## The data:
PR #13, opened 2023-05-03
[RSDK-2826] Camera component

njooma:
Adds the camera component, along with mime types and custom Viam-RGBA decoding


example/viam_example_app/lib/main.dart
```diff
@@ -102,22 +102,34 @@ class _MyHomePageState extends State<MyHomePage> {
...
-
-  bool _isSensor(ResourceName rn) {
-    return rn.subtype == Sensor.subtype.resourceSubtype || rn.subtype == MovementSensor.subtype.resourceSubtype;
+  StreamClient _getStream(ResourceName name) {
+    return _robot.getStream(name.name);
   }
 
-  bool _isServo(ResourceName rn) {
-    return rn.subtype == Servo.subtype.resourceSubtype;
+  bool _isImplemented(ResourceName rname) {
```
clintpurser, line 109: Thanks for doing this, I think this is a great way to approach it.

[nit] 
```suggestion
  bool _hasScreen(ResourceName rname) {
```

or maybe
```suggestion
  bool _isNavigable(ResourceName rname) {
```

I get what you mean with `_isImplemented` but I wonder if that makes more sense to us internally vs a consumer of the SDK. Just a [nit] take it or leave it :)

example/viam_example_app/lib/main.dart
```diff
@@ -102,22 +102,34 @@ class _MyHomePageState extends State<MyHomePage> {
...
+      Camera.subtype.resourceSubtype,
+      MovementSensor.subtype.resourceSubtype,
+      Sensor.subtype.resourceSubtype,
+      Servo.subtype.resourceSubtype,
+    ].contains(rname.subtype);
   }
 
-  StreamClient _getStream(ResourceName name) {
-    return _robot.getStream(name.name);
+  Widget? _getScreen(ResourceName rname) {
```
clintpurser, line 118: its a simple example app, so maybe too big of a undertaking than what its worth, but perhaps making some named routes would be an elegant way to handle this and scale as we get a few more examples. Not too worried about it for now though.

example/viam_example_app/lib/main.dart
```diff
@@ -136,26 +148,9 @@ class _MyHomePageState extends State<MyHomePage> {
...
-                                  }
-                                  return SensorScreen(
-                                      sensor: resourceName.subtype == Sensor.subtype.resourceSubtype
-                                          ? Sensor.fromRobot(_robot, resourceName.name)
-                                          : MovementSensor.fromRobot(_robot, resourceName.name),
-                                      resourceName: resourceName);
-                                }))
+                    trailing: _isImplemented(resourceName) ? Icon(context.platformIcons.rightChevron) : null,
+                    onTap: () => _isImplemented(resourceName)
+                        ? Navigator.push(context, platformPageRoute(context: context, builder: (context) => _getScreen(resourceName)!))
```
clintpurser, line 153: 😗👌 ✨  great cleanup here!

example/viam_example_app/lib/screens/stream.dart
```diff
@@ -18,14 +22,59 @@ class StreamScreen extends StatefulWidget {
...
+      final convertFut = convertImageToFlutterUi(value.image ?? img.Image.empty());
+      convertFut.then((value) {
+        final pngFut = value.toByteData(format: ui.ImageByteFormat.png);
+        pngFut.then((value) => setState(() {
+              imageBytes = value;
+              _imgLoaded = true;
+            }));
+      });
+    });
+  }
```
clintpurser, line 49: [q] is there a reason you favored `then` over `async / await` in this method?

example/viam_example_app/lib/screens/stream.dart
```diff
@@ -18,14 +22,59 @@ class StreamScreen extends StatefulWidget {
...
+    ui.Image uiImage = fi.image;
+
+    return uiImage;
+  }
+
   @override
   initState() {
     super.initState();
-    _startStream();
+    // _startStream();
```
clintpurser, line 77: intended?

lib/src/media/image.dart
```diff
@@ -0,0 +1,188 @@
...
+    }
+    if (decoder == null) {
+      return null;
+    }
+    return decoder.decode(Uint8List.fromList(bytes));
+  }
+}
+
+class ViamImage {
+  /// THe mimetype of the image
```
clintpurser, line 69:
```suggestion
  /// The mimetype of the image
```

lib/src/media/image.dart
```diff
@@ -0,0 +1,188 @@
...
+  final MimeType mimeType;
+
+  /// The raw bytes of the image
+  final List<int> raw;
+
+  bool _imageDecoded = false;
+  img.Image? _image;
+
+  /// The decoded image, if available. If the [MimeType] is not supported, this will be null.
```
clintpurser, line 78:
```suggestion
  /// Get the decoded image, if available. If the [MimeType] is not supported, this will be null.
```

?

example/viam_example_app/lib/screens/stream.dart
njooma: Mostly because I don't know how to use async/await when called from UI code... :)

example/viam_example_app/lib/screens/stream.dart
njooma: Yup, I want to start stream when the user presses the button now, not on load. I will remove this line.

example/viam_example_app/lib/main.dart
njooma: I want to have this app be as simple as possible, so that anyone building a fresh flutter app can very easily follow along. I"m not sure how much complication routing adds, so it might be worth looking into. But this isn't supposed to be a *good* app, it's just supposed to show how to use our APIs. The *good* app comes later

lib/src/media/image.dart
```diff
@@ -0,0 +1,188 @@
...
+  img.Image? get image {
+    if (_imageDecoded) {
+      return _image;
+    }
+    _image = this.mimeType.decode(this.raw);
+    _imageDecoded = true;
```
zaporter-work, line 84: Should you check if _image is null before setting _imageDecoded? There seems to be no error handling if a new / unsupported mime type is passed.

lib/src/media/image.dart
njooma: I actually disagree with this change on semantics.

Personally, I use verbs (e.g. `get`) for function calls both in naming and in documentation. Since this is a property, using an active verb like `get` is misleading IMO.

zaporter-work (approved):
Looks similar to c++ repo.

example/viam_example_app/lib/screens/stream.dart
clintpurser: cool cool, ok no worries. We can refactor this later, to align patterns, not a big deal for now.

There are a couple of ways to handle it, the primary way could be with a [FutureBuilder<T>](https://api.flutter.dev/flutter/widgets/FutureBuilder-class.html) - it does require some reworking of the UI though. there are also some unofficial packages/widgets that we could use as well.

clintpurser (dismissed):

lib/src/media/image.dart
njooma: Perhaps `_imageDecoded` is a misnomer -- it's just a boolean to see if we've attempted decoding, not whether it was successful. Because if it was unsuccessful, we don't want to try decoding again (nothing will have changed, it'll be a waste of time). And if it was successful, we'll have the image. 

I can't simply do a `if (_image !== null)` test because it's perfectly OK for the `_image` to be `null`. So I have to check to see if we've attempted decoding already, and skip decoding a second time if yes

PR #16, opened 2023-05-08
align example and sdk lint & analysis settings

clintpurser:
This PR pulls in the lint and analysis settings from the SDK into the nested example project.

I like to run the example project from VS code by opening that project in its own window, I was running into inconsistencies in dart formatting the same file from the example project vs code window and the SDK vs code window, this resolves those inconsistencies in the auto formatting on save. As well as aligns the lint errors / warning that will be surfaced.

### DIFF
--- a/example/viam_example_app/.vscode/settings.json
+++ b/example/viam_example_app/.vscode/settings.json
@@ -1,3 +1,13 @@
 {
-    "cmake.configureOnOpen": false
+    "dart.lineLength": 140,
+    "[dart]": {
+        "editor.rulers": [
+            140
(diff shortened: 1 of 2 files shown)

## Directions:
Each line of the entries above that contains "return" must be copied into the answer.

## Response:
-    return rn.subtype == Sensor.subtype.resourceSubtype || rn.subtype == MovementSensor.subtype.resourceSubtype;
+    return _robot.getStream(name.name);
-    return rn.subtype == Servo.subtype.resourceSubtype;
-    return _robot.getStream(name.name);
-                                  return SensorScreen(
+    return uiImage;
+      return null;
+    return decoder.decode(Uint8List.fromList(bytes));
+      return _image;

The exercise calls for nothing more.